* _Extracted material_:
PR #187, opened 2024-05-14
Add take_triplet_comcam script and unit tests

gmegh:


python/lsst/ts/standardscripts/maintel/take_triplet_comcam.py
```diff
@@ -0,0 +1,244 @@
...
+    def __init__(self, index, descr="Take triplet with ComCam.") -> None:
+        super().__init__(index=index, descr=descr)
+
+        self.config = None
+        self.mtcs = None
+        self._comcam = None
+
+    @property
+    def camera(self) -> ComCam:
+        return self._comcam
```
tribeiro, line 59: Is there really any need to do this? Why not just have `self.camera` as an attribute? Unless you are thinking about also having this script work for `LSSTCam`, in which case, you might want to do that already.

python/lsst/ts/standardscripts/maintel/take_triplet_comcam.py
```diff
@@ -0,0 +1,244 @@
...
+                default: 30.
+              dz:
+                description: De-focus to apply when acquiring the intra/extra focal images (microns).
+                type: number
+                default: 1500.
+              n_iterations:
+                description: Number of triplets.
+                type: integer
+                default: 1
+              program:
```
tribeiro, line 90: Program and reason only makes sense if this is a subclass of `BaseBlockScript`.

python/lsst/ts/standardscripts/maintel/take_triplet_comcam.py
```diff
@@ -0,0 +1,244 @@
...
+        # Set exposure time
+        self.exposure_time = config.exposure_time
+
+        # Set intra/extra focal offsets
+        self.dz = config.dz
+
+        # Set maximum number of iterations
+        self.n_iterations = config.n_iterations
+
+        # Set program and reason
```
tribeiro, line 129: Again, only makes sense if this is a subclass of `BaseBlockScript`

python/lsst/ts/standardscripts/maintel/take_triplet_comcam.py
```diff
@@ -0,0 +1,244 @@
...
+
+        Parameters
+        ----------
+        metadata : `salobj.type_hints.BaseMsgType`
+            Script metadata topic. The information is set on the topic
+            directly.
+        """
+        # Estimated duration is maximum number of iterations multiplied by
+        # 3 (data triplet) multiplied by the time it takes to take an image
+        # plus estimation on processing the data (10s)
```
tribeiro, line 144: Processing the data? or you mean reading out? Is there any processing going on in the script?

python/lsst/ts/standardscripts/maintel/take_triplet_comcam.py
```diff
@@ -0,0 +1,244 @@
...
+        else:
+            self.log.debug("MTCS already defined, skipping.")
+
+    async def take_triplet(
+        self,
+    ) -> None:
+        """Take triplet (intra focal, extra focal and in-focus)
+        image sequence.
+        """
+        # Take intra focal image
```
tribeiro, line 187: With the log message below this comment is moot.

python/lsst/ts/standardscripts/maintel/take_triplet_comcam.py
```diff
@@ -0,0 +1,244 @@
...
+
+        self.log.debug("Moving to in-focus position")
+
+        # Move the hexapod back to in focus position
+        await self.mtcs.move_camera_hexapod(x=0, y=0, z=self.dz, u=0, v=0)
+
+        self.log.info("Taking in-focus image")
+
+        # Take in-focus iamge
+        await self.camera.take_cwfs(
```
tribeiro, line 230: in-focus image should be `take_acq`... The `take_cwfs` is reserved for the intra/extra images.

python/lsst/ts/standardscripts/maintel/take_triplet_comcam.py
```diff
@@ -0,0 +1,244 @@
...
+            exptime=self.exposure_time,
+            n=1,
+            group_id=self.group_id,
+            filter=self.filter,
+            reason="INFOCUS" + ("" if self.reason is None else f"_{self.reason}"),
+            program=self.program,
+        )
+
+    async def run(self) -> None:
```
tribeiro, line 239: You may have to change this is you accept my suggestion to use a `BaseBlockScript` instead.

tests/test_maintel_take_triplet_comcam.py
```diff
@@ -0,0 +1,100 @@
...
+
+import random
+import unittest
+
+from lsst.ts import standardscripts
+from lsst.ts.observatory.control.maintel.comcam import ComCam, ComCamUsages
+from lsst.ts.observatory.control.maintel.mtcs import MTCS, MTCSUsages
+from lsst.ts.standardscripts.maintel import TakeTripletComCam
+
+random.seed(47)  # for set_random_lsst_dds_partition_prefix
```
tribeiro, line 30: I don't think you need this anymore.

python/lsst/ts/standardscripts/maintel/take_triplet_comcam.py
gmegh: No processing going on. Changed to reading out.

python/lsst/ts/standardscripts/maintel/take_triplet_comcam.py
```diff
@@ -0,0 +1,248 @@
...
+                + self.camera.shutter_time
+            )
+        )
+        metadata.filter = f"{self.filter}"
+
+    async def assert_feasibility(self) -> None:
+        """Verify that the telescope and camera are in a feasible state to
+        execute the script.
+        """
+        await self.mtcs.assert_all_enabled()
```
tribeiro, line 158: You can actually do this concurrently with: 

```
await asyncio.gather(
    self.mtcs.assert_all_enabled(),
    self.camera.assert_all_enabled()
)
```

python/lsst/ts/standardscripts/maintel/take_triplet_comcam.py
```diff
@@ -0,0 +1,248 @@
...
+
+    async def take_triplet(
+        self,
+    ) -> None:
+        """Take triplet (intra focal, extra focal and in-focus)
+        image sequence.
+        """
+        self.log.debug("Moving to intra-focal position")
+
+        await self.mtcs.move_camera_hexapod(x=0, y=0, z=self.dz, u=0, v=0)
```
tribeiro, line 193: I just realized that you are using the move command and not offset. 

This will cause the hexapod to move to a position that is +dz of the LUT value, regardless of the current position of the hexapod. Is this really what you want to do? it is also going to reset any offset in x, y, u and v.

I think you want to use `offset_camera_hexapod` instead.

python/lsst/ts/standardscripts/maintel/take_triplet_comcam.py
```diff
@@ -0,0 +1,248 @@
...
+            reason="INTRA" + ("" if self.reason is None else f"_{self.reason}"),
+            program=self.program,
+        )
+
+        self.log.debug("Moving to extra-focal position")
+
+        # Hexapod offsets are relative, so need to move 2x the offset
+        # to get from the intra- to the extra-focal position.
+        z_offset = -(self.dz * 2.0)
+        await self.mtcs.move_camera_hexapod(x=0, y=0, z=z_offset, u=0, v=0)
```
tribeiro, line 211: See my comment above about using `offset_camera_hexapod` instead.

python/lsst/ts/standardscripts/maintel/take_triplet_comcam.py
```diff
@@ -0,0 +1,248 @@
...
+            group_id=self.group_id,
+            filter=self.filter,
+            reason="EXTRA" + ("" if self.reason is None else f"_{self.reason}"),
+            program=self.program,
+        )
+
+        self.log.debug("Moving to in-focus position")
+
+        # Move the hexapod back to in focus position
+        await self.mtcs.move_camera_hexapod(x=0, y=0, z=self.dz, u=0, v=0)
```
tribeiro, line 227: See comment above about using `offset_camera_hexapod` instead.

tribeiro (commented):
Looks pretty good. I am ready to approve this PR, however, I would like to make sure you check my comment about using `offset_camera_hexapod` instead of `move_camera_hexapod`. I think using the later like you are doing now considerably reduces the use case for this script. You probably want to use `offset` instead.

tribeiro (approved):
Looks good!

* _Requirement_:
Write the records out again. Each one must match exactly.

* _Final answer_:
PR #187, opened 2024-05-14
Add take_triplet_comcam script and unit tests

gmegh:


python/lsst/ts/standardscripts/maintel/take_triplet_comcam.py
```diff
@@ -0,0 +1,244 @@
...
+    def __init__(self, index, descr="Take triplet with ComCam.") -> None:
+        super().__init__(index=index, descr=descr)
+
+        self.config = None
+        self.mtcs = None
+        self._comcam = None
+
+    @property
+    def camera(self) -> ComCam:
+        return self._comcam
```
tribeiro, line 59: Is there really any need to do this? Why not just have `self.camera` as an attribute? Unless you are thinking about also having this script work for `LSSTCam`, in which case, you might want to do that already.

python/lsst/ts/standardscripts/maintel/take_triplet_comcam.py
```diff
@@ -0,0 +1,244 @@
...
+                default: 30.
+              dz:
+                description: De-focus to apply when acquiring the intra/extra focal images (microns).
+                type: number
+                default: 1500.
+              n_iterations:
+                description: Number of triplets.
+                type: integer
+                default: 1
+              program:
```
tribeiro, line 90: Program and reason only makes sense if this is a subclass of `BaseBlockScript`.

python/lsst/ts/standardscripts/maintel/take_triplet_comcam.py
```diff
@@ -0,0 +1,244 @@
...
+        # Set exposure time
+        self.exposure_time = config.exposure_time
+
+        # Set intra/extra focal offsets
+        self.dz = config.dz
+
+        # Set maximum number of iterations
+        self.n_iterations = config.n_iterations
+
+        # Set program and reason
```
tribeiro, line 129: Again, only makes sense if this is a subclass of `BaseBlockScript`

python/lsst/ts/standardscripts/maintel/take_triplet_comcam.py
```diff
@@ -0,0 +1,244 @@
...
+
+        Parameters
+        ----------
+        metadata : `salobj.type_hints.BaseMsgType`
+            Script metadata topic. The information is set on the topic
+            directly.
+        """
+        # Estimated duration is maximum number of iterations multiplied by
+        # 3 (data triplet) multiplied by the time it takes to take an image
+        # plus estimation on processing the data (10s)
```
tribeiro, line 144: Processing the data? or you mean reading out? Is there any processing going on in the script?

python/lsst/ts/standardscripts/maintel/take_triplet_comcam.py
```diff
@@ -0,0 +1,244 @@
...
+        else:
+            self.log.debug("MTCS already defined, skipping.")
+
+    async def take_triplet(
+        self,
+    ) -> None:
+        """Take triplet (intra focal, extra focal and in-focus)
+        image sequence.
+        """
+        # Take intra focal image
```
tribeiro, line 187: With the log message below this comment is moot.

python/lsst/ts/standardscripts/maintel/take_triplet_comcam.py
```diff
@@ -0,0 +1,244 @@
...
+
+        self.log.debug("Moving to in-focus position")
+
+        # Move the hexapod back to in focus position
+        await self.mtcs.move_camera_hexapod(x=0, y=0, z=self.dz, u=0, v=0)
+
+        self.log.info("Taking in-focus image")
+
+        # Take in-focus iamge
+        await self.camera.take_cwfs(
```
tribeiro, line 230: in-focus image should be `take_acq`... The `take_cwfs` is reserved for the intra/extra images.

python/lsst/ts/standardscripts/maintel/take_triplet_comcam.py
```diff
@@ -0,0 +1,244 @@
...
+            exptime=self.exposure_time,
+            n=1,
+            group_id=self.group_id,
+            filter=self.filter,
+            reason="INFOCUS" + ("" if self.reason is None else f"_{self.reason}"),
+            program=self.program,
+        )
+
+    async def run(self) -> None:
```
tribeiro, line 239: You may have to change this is you accept my suggestion to use a `BaseBlockScript` instead.

tests/test_maintel_take_triplet_comcam.py
```diff
@@ -0,0 +1,100 @@
...
+
+import random
+import unittest
+
+from lsst.ts import standardscripts
+from lsst.ts.observatory.control.maintel.comcam import ComCam, ComCamUsages
+from lsst.ts.observatory.control.maintel.mtcs import MTCS, MTCSUsages
+from lsst.ts.standardscripts.maintel import TakeTripletComCam
+
+random.seed(47)  # for set_random_lsst_dds_partition_prefix
```
tribeiro, line 30: I don't think you need this anymore.

python/lsst/ts/standardscripts/maintel/take_triplet_comcam.py
gmegh: No processing going on. Changed to reading out.

python/lsst/ts/standardscripts/maintel/take_triplet_comcam.py
```diff
@@ -0,0 +1,248 @@
...
+                + self.camera.shutter_time
+            )
+        )
+        metadata.filter = f"{self.filter}"
+
+    async def assert_feasibility(self) -> None:
+        """Verify that the telescope and camera are in a feasible state to
+        execute the script.
+        """
+        await self.mtcs.assert_all_enabled()
```
tribeiro, line 158: You can actually do this concurrently with: 

```
await asyncio.gather(
    self.mtcs.assert_all_enabled(),
    self.camera.assert_all_enabled()
)
```

python/lsst/ts/standardscripts/maintel/take_triplet_comcam.py
```diff
@@ -0,0 +1,248 @@
...
+
+    async def take_triplet(
+        self,
+    ) -> None:
+        """Take triplet (intra focal, extra focal and in-focus)
+        image sequence.
+        """
+        self.log.debug("Moving to intra-focal position")
+
+        await self.mtcs.move_camera_hexapod(x=0, y=0, z=self.dz, u=0, v=0)
```
tribeiro, line 193: I just realized that you are using the move command and not offset. 

This will cause the hexapod to move to a position that is +dz of the LUT value, regardless of the current position of the hexapod. Is this really what you want to do? it is also going to reset any offset in x, y, u and v.

I think you want to use `offset_camera_hexapod` instead.

python/lsst/ts/standardscripts/maintel/take_triplet_comcam.py
```diff
@@ -0,0 +1,248 @@
...
+            reason="INTRA" + ("" if self.reason is None else f"_{self.reason}"),
+            program=self.program,
+        )
+
+        self.log.debug("Moving to extra-focal position")
+
+        # Hexapod offsets are relative, so need to move 2x the offset
+        # to get from the intra- to the extra-focal position.
+        z_offset = -(self.dz * 2.0)
+        await self.mtcs.move_camera_hexapod(x=0, y=0, z=z_offset, u=0, v=0)
```
tribeiro, line 211: See my comment above about using `offset_camera_hexapod` instead.

python/lsst/ts/standardscripts/maintel/take_triplet_comcam.py
```diff
@@ -0,0 +1,248 @@
...
+            group_id=self.group_id,
+            filter=self.filter,
+            reason="EXTRA" + ("" if self.reason is None else f"_{self.reason}"),
+            program=self.program,
+        )
+
+        self.log.debug("Moving to in-focus position")
+
+        # Move the hexapod back to in focus position
+        await self.mtcs.move_camera_hexapod(x=0, y=0, z=self.dz, u=0, v=0)
```
tribeiro, line 227: See comment above about using `offset_camera_hexapod` instead.

tribeiro (commented):
Looks pretty good. I am ready to approve this PR, however, I would like to make sure you check my comment about using `offset_camera_hexapod` instead of `move_camera_hexapod`. I think using the later like you are doing now considerably reduces the use case for this script. You probably want to use `offset` instead.

tribeiro (approved):
Looks good!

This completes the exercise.